For the UK to attempt proceed with UPC also ignores a critical voice which is that of the user. The UPC was always a solution looking for a problem. Even before Brexit, despite the EPO propaganda, I did not sense a large push for industry to use the UPC, who were largely ambivalent at best. Indeed the risk of pan EU injunctions was as much a potential huge downside for EU industry from UPC as it was an opportunity.
The present post grant arrangements have largely worked well for 40 years. As a very low proportion of EU patents are ever litigated, I always felt UPC was a post grant tail wagging a pre-grant dog. The UPC has always been a political not economic project based on questionable assumptions and statistics from EPO, and did not properly reflect what industry or most users wanted.
The critical risk from Brexit (and for that matter the UPC) is prolonged uncertainty. For the UK to ratify UPC now will merely heap yet more legal uncertainty on top of a massive post Brexit legal black hole. Who is to say that any fudge that allows UK to join UPC, however cleverly thought through, would be confirmed by the CJEU, given their intense suspicion of the whole endeavour? Why would any applicant take the risk of obtaining UPC patents, if their UK patent rights may be at risk at some unknown point in the future?
For UK to ratify UPC now could drive applicants who desire UK protection away from the EPO to file direct at the UKIPO. It may even put at risk EU patents outside the UK thus making the UPC even less attractive for all users. Worse case it might deter all applicants from using the EPO at all, if they are forced into a system based on legally shaky foundations.
The only sensible option is to pause, wait until the UK leaves the EU and then introduce a revised UPC to cover the remaining EU states who still wish it. Of course a UPC without the UK is less attractive to applicants and a disaster for the UK patent profession. It means no UK based court. But that is one of the very many unfortunate consequences of a poor decision to leave the EU. Revision of the UPC agreement may indeed open up debate that will question the merits of the UPC at all – no bad thing given the rushed and poor quality debate in the EU parliament. However the UK is on our way out, that is no longer our concern and we can have no say on this. Again this is the harsh reality of what leaving the EU means, a lack of influence of UK stakeholders in EU affairs.
But to follow the UPC to the bitter end without pause could seriously weaken a supranational patent granting system in Europe that has worked effectively and served applicants well for many years.
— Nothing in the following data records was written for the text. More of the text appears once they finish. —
PR #595, opened 2026-08-11
docs/SUPPLY_CHAIN_SECURITY.md: add Minimal containers section, name SLSA Build L3

brawer:
Adds concepts the docs didn't cover yet, all visible in the code but never explained -- `docs/SUPPLY_CHAIN_SECURITY.md` now reads roughly in this order:

- **Containers** / **Minimal containers** / **Multi-architecture containers** -- new, placed at the front (before "Bill of Materials"), since later sections already presuppose the reader knows what a container is. Covers: what a container is generally (vs. a VM); that we publish an OCI image to a container registry, built from `Containerfile`; why the shipped image is `FROM scratch` with nothing but two statically-linked (musl, not glibc) binaries, no shell, no package manager, running unprivileged -- and why that matters even with code execution; and why/how the image is published for both `amd64` and `arm64` (local debugging on Apple Silicon without needing an old Intel machine; ARM's growing datacenter footprint; mechanically just an OCI image index pointing at per-platform images).
- **SLSA Build Level 3**, named explicitly in "Build provenance and attestations": the one thing that actually earns it is the `attest` job running separately from `build`/`manifest`, so signing credentials are never exposed to the steps that compile arbitrary code.
- **"Is this overkill for a project like this?"**, moved to the very end as the closing thought -- addresses the threat-model question honestly (modest, for an open-source project handling only public data) and the "why bother anyway" question (one-time, fully automated cost; also a bet on where the industry is heading, citing the 2024 xz-utils backdoor).

Every technical claim and background link was checked directly, not asserted from memory -- including several corrections made during review: swapped a misleading Distroless link (we use `scratch`, not any distroless base image) for a verified attack-surface-reduction source after the first replacement also turned out to be the wrong kind of page; corrected the musl-vs-glibc framing after checking musl.libc.org's own design rationale, then dropped the static/dynamic-linking angle entirely per feedback; and deliberately avoided both "Docker" (we use OCI images, built with podman) and "Linux containers" (our own image, built `FROM scratch`, has no Linux userspace inside it) as terms throughout.

Kept every addition short per the "nobody reads long docs" goal -- a few sentences per concept, not new essays.

### DIFF
--- a/docs/SUPPLY_CHAIN_SECURITY.md
+++ b/docs/SUPPLY_CHAIN_SECURITY.md
@@ -40,6 +40,22 @@ changed.
 Both are generated from real, current build state, not maintained by
 hand — see [`scripts/sbom/README.md`](../scripts/sbom/README.md) for how.
 
+## Minimal containers
+
+`Containerfile` builds in two stages, and only the second one ships:
+`FROM scratch`, containing nothing but the `osm-diffs` and `tippecanoe`
+binaries. The entire build toolchain (Rust, a C compiler, `apk`, `git`,
+...) stays behind in the discarded first stage. Both binaries are
+statically linked against musl (Alpine’s C library) rather than
+dynamically against glibc, so there isn’t even a shared C library in the
+final image — let alone a shell or a package manager. The process also
+runs as an unprivileged user, not `root`. If someone found a way to run
+arbitrary code inside this container, there’s nothing there to run: no
+`/bin/sh`, nothing to fetch a second-stage payload with, and no root
+privileges to do more damage with even so. This is the same idea behind
+[Distroless](https://github.com/GoogleContainerTools/distroless) images,
+not something specific to `osm-diffs`.
+
 ## CycloneDX
 
 We publish our SBOM (and CBOM) in [CycloneDX](https://cyclonedx.org/)
@@ -60,6 +76,14 @@ build provenance attestation records: a cryptographically signed
 statement, tied to the exact artifact digest, that says “this was built
 by workflow W, from commit C, on GitHub-hosted infrastructure, triggered
 by event E.”
+
+This specifically targets
+[SLSA Build Level 3](https://slsa.dev/spec/v1.2/build-track-basics#build-l3):
+provenance that isn’t just signed, but generated somewhere the build
+itself can’t influence or forge. That’s why `release.yml`’s `attest` job
+runs as a separate job from `build`/`manifest` — the credentials used to
+sign the provenance are never exposed to the steps that actually compile
+arbitrary code, which is the part an attacker is more likely to reach.
 
 We use GitHub’s native
 [artifact attestations](https://docs.github.com/en/actions/security-guides/using-artifact-attestations-to-establish-provenance-for-builds)
--- a/docs/SUPPLY_CHAIN_SECURITY.md
+++ b/docs/SUPPLY_CHAIN_SECURITY.md
@@ -15,10 +15,18 @@ to run — binaries, libraries, configuration — into a single, portable
 unit that behaves the same way regardless of the machine underneath it.
 It’s much lighter weight than a full virtual machine, since it shares
 the host machine’s kernel instead of running its own, while still
-keeping what’s inside isolated from everything else on that host. We
-publish `osm-diffs` as an [OCI](https://opencontainers.org/) image — the
-open, vendor-neutral standard most container tooling implements today —
-to GitHub’s container registry.
+keeping what’s inside isolated from everything else on that host.
+
+We publish `osm-diffs` as an [OCI](https://opencontainers.org/) image —
+the open, vendor-neutral standard most container tooling implements
+today — to a
+[container registry](https://www.redhat.com/en/topics/cloud-native-apps/what-is-a-container-registry)
+(GitHub’s, specifically): a place to store and distribute container
+images, the same way a package registry does for libraries.
+[`Containerfile`](../Containerfile) is the
+[recipe that builds our image](https://github.com/containers/container-libs/blob/main/common/docs/Containerfile.5.md):
+a plain-text file listing the steps to assemble it, one instruction per
+line.
 
 ## Minimal containers
 
@@ -37,6 +45,24 @@ arbitrary code inside this container, there’s nothing there to run: no
 privileges to do more damage with even so — see
 [this explanation of container attack-surface reduction](https://www.minimus.io/post/container-image-attack-surface-reduction)
 for more background on why that matters.
+
+## Multi-architecture containers
+
+Our container image is published for both `amd64` and `arm64`. The main
+reason: this is meant to run as a weekly batch job in a datacenter, but
+if something goes wrong, a developer should be able to just pull the
+image and run it locally to debug — including on an Apple Silicon Mac,
+without hunting down an old Intel machine first. ARM is also more
+power-efficient than x86 and gaining ground in datacenter infrastructure
+for that reason; publishing both architectures now makes an eventual
+production move easier, if that ever happens.
+
+Mechanically, a multi-architecture image is just an
+[image index](https://github.com/opencontainers/image-spec/blob/main/image-index.md)
+(also called a manifest list): a small document that points to one
+architecture-specific image per platform. Pulling the image by its tag
+automatically fetches the right one for your machine — you never have to
+pick `amd64` or `arm64` yourself.
 
 ## Bill of Materials (BOM)
 
--- a/docs/SUPPLY_CHAIN_SECURITY.md
+++ b/docs/SUPPLY_CHAIN_SECURITY.md
@@ -17,7 +17,8 @@ It’s much lighter weight than a full virtual machine, since it shares
 the host machine’s kernel instead of running its own, while still
 keeping what’s inside isolated from everything else on that host.
 
-We publish `osm-diffs` as an [OCI](https://opencontainers.org/) image —
+We publish `osm-diffs` as an
+[OCI image](https://opencontainers.org/) —
 the open, vendor-neutral standard most container tooling implements
 today — to a
 [container registry](https://www.redhat.com/en/topics/cloud-native-apps/what-is-a-container-registry)
--- a/docs/SUPPLY_CHAIN_SECURITY.md
+++ b/docs/SUPPLY_CHAIN_SECURITY.md
@@ -56,9 +56,9 @@ shell or a package manager. The process also
 runs as an unprivileged user, not `root`. If someone found a way to run
 arbitrary code inside this container, there’s nothing there to run: no
 `/bin/sh`, nothing to fetch a second-stage payload with, and no root
-privileges to do more damage with even so. This is the same idea behind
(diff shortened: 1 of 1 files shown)


docs/SUPPLY_CHAIN_SECURITY.md
```diff
@@ -61,6 +77,14 @@ statement, tied to the exact artifact digest, that says “this was built
 by workflow W, from commit C, on GitHub-hosted infrastructure, triggered
 by event E.”
 
+This specifically targets
```
brawer: Change to "We target"

docs/SUPPLY_CHAIN_SECURITY.md
```diff
@@ -40,6 +40,22 @@ changed.
 Both are generated from real, current build state, not maintained by
 hand — see [`scripts/sbom/README.md`](../scripts/sbom/README.md) for how.
 
+## Minimal containers
+
+`Containerfile` builds in two stages, and only the second one ships:
+`FROM scratch`, containing nothing but the `osm-diffs` and `tippecanoe`
+binaries. The entire build toolchain (Rust, a C compiler, `apk`, `git`,
+...) stays behind in the discarded first stage. Both binaries are
+statically linked against musl (Alpine’s C library) rather than
```
brawer: Make musl a link to https://en.wikipedia.org/wiki/Musl

docs/SUPPLY_CHAIN_SECURITY.md
```diff
@@ -40,6 +40,22 @@ changed.
...
+dynamically against glibc, so there isn’t even a shared C library in the
```
brawer: It's not really about static vs dynamic linking. See https://tuxcare.com/blog/musl-vs-glibc/ — actually, this might be a good link to insert into the doc, so readers can learn more about musl. Maybe there's also better sources.

docs/SUPPLY_CHAIN_SECURITY.md
```diff
@@ -40,6 +40,22 @@ changed.
...
+final image — let alone a shell or a package manager. The process also
+runs as an unprivileged user, not `root`. If someone found a way to run
+arbitrary code inside this container, there’s nothing there to run: no
+`/bin/sh`, nothing to fetch a second-stage payload with, and no root
+privileges to do more damage with even so. This is the same idea behind
+[Distroless](https://github.com/GoogleContainerTools/distroless) images,
+not something specific to `osm-diffs`.
```
brawer: Nothing of what we're doing is remotely original; everything described is simply good practice. Actually, we should say this somewhere in the doc. Perhaps at the very beginning, as an end of the intro paragraph on line 7?

docs/SUPPLY_CHAIN_SECURITY.md
brawer: Done.

docs/SUPPLY_CHAIN_SECURITY.md
brawer: Done.

docs/SUPPLY_CHAIN_SECURITY.md
brawer: Checked musl.libc.org's own design page and used that instead: musl's real point is simplicity/size/standards-compliance, static-linking-friendliness is a consequence of that, not the defining trait. Then per your follow-up, dropped the static-vs-dynamic comparison to glibc entirely rather than just reframing it.

docs/SUPPLY_CHAIN_SECURITY.md
brawer: Added at the end of the intro paragraph, as suggested. Left out "widely used" per your follow-up -- not confident that's actually true industry-wide today.

docs/SUPPLY_CHAIN_SECURITY.md
brawer: Having a background link here is a very good idea, but the specific link is misleading. We don't actually use any of Google's "distroless" base images; rather, we have no base image at all: Our second-stage container is built from scratch, not `gcr.io/distroless/*`. Instead of pointing to the Distroless project, can you link to some background page that explains the concept and benefits of _scratch_ containers?

brawer: Omit (for brevity). The intro already says we're not doing anything novel.

brawer: Good catch. Swapped the link -- and my first replacement (Docker's own base-images docs) turned out to have the same problem you're about to point out, so see the follow-up commit too.

brawer: Removed.

docs/SUPPLY_CHAIN_SECURITY.md
```diff
@@ -40,6 +42,24 @@ changed.
 Both are generated from real, current build state, not maintained by
 hand — see [`scripts/sbom/README.md`](../scripts/sbom/README.md) for how.
 
+## Minimal containers
```
brawer: Very nice, thank you. One thing, though: Before we describe _Minimal containers_, we should explain what Containers are. A lot of developers don't know this (or have only a vague idea, along the lines of 'this hot thing everyone uses'). Add a brief section titled "Containers" that explains, very briefly, the idea and benefits. However, please don't use "docker" in the text. We're actually using OCI containers, not the proprietary original docker format, and also our build chain uses podman instead of docker because we're an open-source project so we don't use proprietary tools (but no need to go talk about this here, let's not bash docker). Some people use the term "Linux containers", but that wouldn't be a good phrase to use because we're building our containers from scratch, so there's no Linux userspace.

For the overall reading flow, should we introduce "Containers" and "Minimal Containers" before we talk about BOMs? Leaving this up to you.

brawer: Added a brief "Containers" section, avoiding both "Docker" and "Linux containers" as terms. Moved it and "Minimal containers" to the front, before BOM -- you're right that "SBOM and CBOM" already presupposed the reader knew what a container was, so the dependency order points that way.

docs/SUPPLY_CHAIN_SECURITY.md
```diff
@@ -4,7 +4,39 @@ This document explains the concepts behind the supply-chain security
...
+
+A container packages an application together with everything it needs
+to run — binaries, libraries, configuration — into a single, portable
+unit that behaves the same way regardless of the machine underneath it.
+It’s much lighter weight than a full virtual machine, since it shares
+the host machine’s kernel instead of running its own, while still
+keeping what’s inside isolated from everything else on that host. We
+publish `osm-diffs` as an [OCI](https://opencontainers.org/) image — the
+open, vendor-neutral standard most container tooling implements today —
+to GitHub’s container registry.
```
brawer: Should we explain what a container registry is? Perhaps just make "container registry" or "GitHub container registry" a link. Maybe to https://docs.github.com/en/packages/working-with-a-github-packages-registry/working-with-the-container-registry although that page is about technicalities and pricing, it would be better to link to a page that introduces the concept of container registry at a high level.

docs/SUPPLY_CHAIN_SECURITY.md
```diff
@@ -4,7 +4,39 @@ This document explains the concepts behind the supply-chain security
...
+
+## Minimal containers
+
+`Containerfile` builds in two stages, and only the second one ships:
```
brawer, line 34: Many people don't know what a Containerfile is. Explain the purpose. Maybe just one sentence, perhaps at the end of the previous section after having introduced Containers, with a link to the spec or some nice tutorial; don't go into depth. (Don't use the term Dockerfile, although it's the same thing).

docs/SUPPLY_CHAIN_SECURITY.md
```diff
@@ -4,7 +4,39 @@ This document explains the concepts behind the supply-chain security
 practices used in this project’s release process (see
 [`RELEASING.md`](RELEASING.md) for the actual, repo-specific steps). It’s
 written for someone who can code but hasn’t necessarily done release
-engineering before.
+engineering before. None of it is original to `osm-diffs` — everything
+described here is standard practice; this document just explains it in
+one place.
+
+## Containers
```
brawer, line 11: Somewhere, we also need to introduce multi-architecture containers, as we talk about this later down in the document (when discussing that each arch gets their own SBOM). Maybe a new section titled "Multi-architecture containers", after "Minimal containers", before introducting BOMs? Start with the _why_: Many developers have ARM machines (Apple silicon); although our container is mainly intended for running as a weekly cronjob in a datacenter, in case of a problem, it's good if developers can simply pull the container to their machine and run it locally, without being forced to find an old Intel laptop. Also, since ARM is less power-hungry than Intel, it's getting some traction for datacenter infrastructure; by doing multi-arch, we can ease an eventual transition in production. — After the _why_, introduce the _how_: Explain that a multi-arch container is just a manifest that points to arch-specific images. Please keep it as brief as possible, since nobody reads long docs, but link to background where it makes sense.

docs/SUPPLY_CHAIN_SECURITY.md
brawer: Linked to Red Hat's conceptual overview instead -- clear, high-level, avoids the technical/pricing framing of the GitHub docs page you found.

docs/SUPPLY_CHAIN_SECURITY.md
brawer: Added one sentence + a link to Podman's own Containerfile(5) spec page (good "automates the steps of creating a container image, similar to a Makefile" framing, and it names Podman/Buildah/Docker together rather than being Docker-branded). Avoided the term "Dockerfile" in our own prose.

docs/SUPPLY_CHAIN_SECURITY.md
brawer: Added, placed exactly where you suggested. Led with the why (local debugging on Apple Silicon, ARM's growing datacenter footprint) before the how (image index/manifest list). Checked the OCI image-index spec directly -- it's accurate but too dry to carry the why on its own, so wrote that ourselves and linked the spec for the formal definition.

docs/SUPPLY_CHAIN_SECURITY.md
```diff
@@ -4,7 +4,65 @@ This document explains the concepts behind the supply-chain security
...
+
+A container packages an application together with everything it needs
+to run — binaries, libraries, configuration — into a single, portable
+unit that behaves the same way regardless of the machine underneath it.
+It’s much lighter weight than a full virtual machine, since it shares
+the host machine’s kernel instead of running its own, while still
+keeping what’s inside isolated from everything else on that host.
+
+We publish `osm-diffs` as an [OCI](https://opencontainers.org/) image —
```
brawer: Make "OCI image" the link anchor (make "image" clickable too). Otherwise, the link is difficult to spot in a long sea of text, "OCI" is just three letters.

brawer: Done.

brawer (commented):
LGTM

Dr Ingve Björn Stjerna, a longtime antagonist of the UPC, has a new paper about the UPC in light (or shadow) of Brexit. His summary says: “The majority vote of the British electorate in favor of leaving the European Union has delivered a serious blow to the European patent reform. The usual protagonists nonetheless immediately started advocating for an instant ratification of the Agreement on a Unified Patent Court (“UPCA”) by the UK, now even deeming possible the participation of a non-EU member which so far, due to CJEU opinion 1/09, was held to be excluded by the same people. When looking at the situation from a less biased perspective, a UPCA with the UK may only be possible after a structural revision of the Agreement.”